God’s Policy on Virginity–You Break it, You Buy It! (And what to do about grace?)

by Denise

you break it

Quite literally.  This was God’s idea of justice when it came to sexuality between men and women:

–You break a woman’s hymen, you pay her dowry and marry her.  (Exodus 22:16; Deut. 22:29)

–You sleep with another man’s fiance or wife, you die.  (Deuteronomy 22:22)

Applied to women:

–You give your virginity to a man, meet your husband.  (Exodus 22:16)

–You (affianced or married) sleep with a man not your husband, you die.  (Deuteronomy 22:22)

While the specific punishments meted out under the Old Covenant with Israel are no longer in effect, we still get a picture of what God considered a just outcome to be.  We see the seriousness of such sin in God’s eyes, but also see an interesting response to the choice to engage in premarital sex.  There is no particular punishment given, but rather a command to marry.  In thinking about why God might have required this, I think one possibility is that while such a choice on the man and the woman’s part was wrong, the greater, longterm good would be served by their marrying.

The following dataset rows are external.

Issue #533, opened 2025-03-13
Maintenance: Make TeamCity Module more readable


cwwalb:
### Why is this needed?

The main.tf file is big and should be split up by resource to improve readability

### Solution

The main.tf file is big and should be split up by resource to improve readability

PR #589, opened 2025-04-30
Maintenance: Split teamcity/main.tf into separate components

awsbilal:
**Issue number: #533 **

## Summary

Split main.tf module for teamcity into separate components to enhance readability.

### Changes

Created new .tf files, split by service or area, and removed unneeded main.tf file.

### User experience

before: Users that wanted to customize the terraform template file would have to o so from main.tf.

after: Users can find and customize different components in a more accessible manner.

## Checklist

* [x] Changes are documented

Many Christians might feel uncomfortable with this.  That is because most patriarchies veer away from God’s standard of righteousness when it comes to measuring the sins of women against the sins of men.  This does not undermine God-ordained male headship, but is nevertheless an expression of human fallenness.  Humankind will be unjust if not held to God’s standard of righteousness.  Because God is not a respecter of persons, we see throughout Scripture that judgment for sin is invariably the same regardless of whether the offender is male or female.  Men have no special privilege with God that leads God to view their disregard of His commands any less seriously than He would view the sins of women.  Nor can one argue that He punishes women more severely in order to control their behavior.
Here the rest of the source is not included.